Your assignment: The response should be an exact copy of every record.

Stored data:

PR #831, opened 2022-11-12
Add color, image and material classes

Levi-Armstrong:
These are taken from Ignition repository.

Remaining Tasks:

- [ ] Port unit tests
- [ ] Port PBR material
- [ ] Finish out material class


johnwason:
We already have a lot of these capabilities implemented. What do you think is missing?

PR #832, opened 2022-11-29
Add ToolPath and ToolPathSegment class

Levi-Armstrong:


marip8:
What are you planning to use these for?

Levi-Armstrong:
Primarily for tool path visualization in tesseract_qt and filtering operations in a larger task composer graph which removes unreachable waypoints, small segments and breaking up large segments at configuration flips.

marip8:
> Primarily for tool path visualization in tesseract_qt and filtering operations in a larger task composer graph which removes unreachable waypoints, small segments and breaking up large segments at configuration flips.

Sounds familiar...

Why not just use a composite instruction of Cartesian waypoints or move instructions instead? Seems like that probably has all the information necessary to do what you're looking for without having to add and maintain a new set of classes

Levi-Armstrong:
> Why not just use a composite instruction of Cartesian waypoints or move instructions instead? Seems like that probably has all the information necessary to do what you're looking for without having to add and maintain a new set of classes

Yea, I thought about that but but was not sure. It would be good to meet and discuss.

Levi-Armstrong:
I think the plan is to leverage the composite instruction class. Once we move tesseract_planning into the tesseract repo we can simplify/remove other container objects like joint_trajectory etc. We could also just move that package to tesseract repo now. @marip8 and @rjoomen what do you think about move command_language to the tesseract repo now?

PR #1101, opened 2026-06-19
chore(vitest): add vite deps into catalogue

rogaldh:
## Description

Moves the lockstep-released vitest core packages into a dedicated pnpm `vitest` catalog and aligns them on a single version, so they can no longer drift apart.

-   New `vitest` catalog in `pnpm-workspace.yaml` pinning `vitest`, `@vitest/browser`, `@vitest/coverage-v8` to `3.2.6`
-   `package.json` references all three via `catalog:vitest`
-   Lands on `3.2.6` because `3.2.5` is a corrupted release (`vite-node@3.2.5` was never published, so the family can't resolve); `3.2.6` reverts `vite-node` to `3.2.4` internally
-   Independently-versioned `@vitejs/plugin-react`, `@vitest/eslint-plugin`, and `vite-plugin-node-polyfills` are intentionally left out — they don't share the release line

## Type of change

-   [ ] Bug fix
-   [ ] New feature
-   [ ] Protocol integration
-   [ ] Documentation update
-   [x] Other (please describe):

Dependency/tooling maintenance (no runtime code change).

## Screenshots

N/A — no UI changes.

## Testing

-   `pnpm test` (specs): 234 files, 2763 passed
-   `pnpm test:sb` (storybook browser, chromium): 279 files, 989 passed
-   `pnpm coverage --run` (v8 provider): 513 files, 3752 passed
-   Full `Build-And-Test` CI job run locally via `act` on both node `22.x` and `24.x` matrix legs — `pnpm install --frozen-lockfile` resolves the catalog cleanly and all steps pass

## Related Issues

[HOO-706](https://linear.app/solana-fndn/issue/HOO-706)

Supersedes the dependabot bump that raised only `@vitest/browser` to the corrupted `3.2.5`.

## Checklist

### DIFF
--- a/pnpm-workspace.yaml
+++ b/pnpm-workspace.yaml
@@ -8,6 +8,10 @@ catalogs:
     '@storybook/react': 10.2.6
     eslint-plugin-storybook: 10.2.6
     storybook: 10.2.6
+  vitest:
+    '@vitest/browser': 3.2.6
+    '@vitest/coverage-v8': 3.2.6
+    vitest: 3.2.6
 autoInstallPeers: true
 minimumReleaseAge: 20160
 minimumReleaseAgeExclude:
--- a/package.json
+++ b/package.json
@@ -159,8 +159,8 @@
         "@types/react-dom": "19.2.3",
         "@types/testing-library__jest-dom": "5.14.5",
         "@vitejs/plugin-react": "4.3.4",
-        "@vitest/browser": "3.2.4",
-        "@vitest/coverage-v8": "3.2.4",
+        "@vitest/browser": "catalog:vitest",
+        "@vitest/coverage-v8": "catalog:vitest",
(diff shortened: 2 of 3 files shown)


askov (approved):

pnpm-workspace.yaml
```diff
@@ -8,6 +8,10 @@ catalogs:
     '@storybook/react': 10.2.6
     eslint-plugin-storybook: 10.2.6
     storybook: 10.2.6
+  vitest:
```
Woody4618, line 11: This is a pnpm only feature right? Would not not break npm install? is that worth doing over just updating the dependencies in the package json?

rogaldh: This project uses pnpm. It is forbidden to use npm, as we configure pnpm specifically to prevent supply-chain attacks

Woody4618 (approved):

Written answer:
PR #831, opened 2022-11-12
Add color, image and material classes

Levi-Armstrong:
These are taken from Ignition repository.

Remaining Tasks:

- [ ] Port unit tests
- [ ] Port PBR material
- [ ] Finish out material class


johnwason:
We already have a lot of these capabilities implemented. What do you think is missing?

PR #832, opened 2022-11-29
Add ToolPath and ToolPathSegment class

Levi-Armstrong:


marip8:
What are you planning to use these for?

Levi-Armstrong:
Primarily for tool path visualization in tesseract_qt and filtering operations in a larger task composer graph which removes unreachable waypoints, small segments and breaking up large segments at configuration flips.

marip8:
> Primarily for tool path visualization in tesseract_qt and filtering operations in a larger task composer graph which removes unreachable waypoints, small segments and breaking up large segments at configuration flips.

Sounds familiar...

Why not just use a composite instruction of Cartesian waypoints or move instructions instead? Seems like that probably has all the information necessary to do what you're looking for without having to add and maintain a new set of classes

Levi-Armstrong:
> Why not just use a composite instruction of Cartesian waypoints or move instructions instead? Seems like that probably has all the information necessary to do what you're looking for without having to add and maintain a new set of classes

Yea, I thought about that but but was not sure. It would be good to meet and discuss.

Levi-Armstrong:
I think the plan is to leverage the composite instruction class. Once we move tesseract_planning into the tesseract repo we can simplify/remove other container objects like joint_trajectory etc. We could also just move that package to tesseract repo now. @marip8 and @rjoomen what do you think about move command_language to the tesseract repo now?

PR #1101, opened 2026-06-19
chore(vitest): add vite deps into catalogue

rogaldh:
## Description

Moves the lockstep-released vitest core packages into a dedicated pnpm `vitest` catalog and aligns them on a single version, so they can no longer drift apart.

-   New `vitest` catalog in `pnpm-workspace.yaml` pinning `vitest`, `@vitest/browser`, `@vitest/coverage-v8` to `3.2.6`
-   `package.json` references all three via `catalog:vitest`
-   Lands on `3.2.6` because `3.2.5` is a corrupted release (`vite-node@3.2.5` was never published, so the family can't resolve); `3.2.6` reverts `vite-node` to `3.2.4` internally
-   Independently-versioned `@vitejs/plugin-react`, `@vitest/eslint-plugin`, and `vite-plugin-node-polyfills` are intentionally left out — they don't share the release line

## Type of change

-   [ ] Bug fix
-   [ ] New feature
-   [ ] Protocol integration
-   [ ] Documentation update
-   [x] Other (please describe):

Dependency/tooling maintenance (no runtime code change).

## Screenshots

N/A — no UI changes.

## Testing

-   `pnpm test` (specs): 234 files, 2763 passed
-   `pnpm test:sb` (storybook browser, chromium): 279 files, 989 passed
-   `pnpm coverage --run` (v8 provider): 513 files, 3752 passed
-   Full `Build-And-Test` CI job run locally via `act` on both node `22.x` and `24.x` matrix legs — `pnpm install --frozen-lockfile` resolves the catalog cleanly and all steps pass

## Related Issues

[HOO-706](https://linear.app/solana-fndn/issue/HOO-706)

Supersedes the dependabot bump that raised only `@vitest/browser` to the corrupted `3.2.5`.

## Checklist

### DIFF
--- a/pnpm-workspace.yaml
+++ b/pnpm-workspace.yaml
@@ -8,6 +8,10 @@ catalogs:
     '@storybook/react': 10.2.6
     eslint-plugin-storybook: 10.2.6
     storybook: 10.2.6
+  vitest:
+    '@vitest/browser': 3.2.6
+    '@vitest/coverage-v8': 3.2.6
+    vitest: 3.2.6
 autoInstallPeers: true
 minimumReleaseAge: 20160
 minimumReleaseAgeExclude:
--- a/package.json
+++ b/package.json
@@ -159,8 +159,8 @@
         "@types/react-dom": "19.2.3",
         "@types/testing-library__jest-dom": "5.14.5",
         "@vitejs/plugin-react": "4.3.4",
-        "@vitest/browser": "3.2.4",
-        "@vitest/coverage-v8": "3.2.4",
+        "@vitest/browser": "catalog:vitest",
+        "@vitest/coverage-v8": "catalog:vitest",
(diff shortened: 2 of 3 files shown)


askov (approved):

pnpm-workspace.yaml
```diff
@@ -8,6 +8,10 @@ catalogs:
     '@storybook/react': 10.2.6
     eslint-plugin-storybook: 10.2.6
     storybook: 10.2.6
+  vitest:
```
Woody4618, line 11: This is a pnpm only feature right? Would not not break npm install? is that worth doing over just updating the dependencies in the package json?

rogaldh: This project uses pnpm. It is forbidden to use npm, as we configure pnpm specifically to prevent supply-chain attacks

Woody4618 (approved):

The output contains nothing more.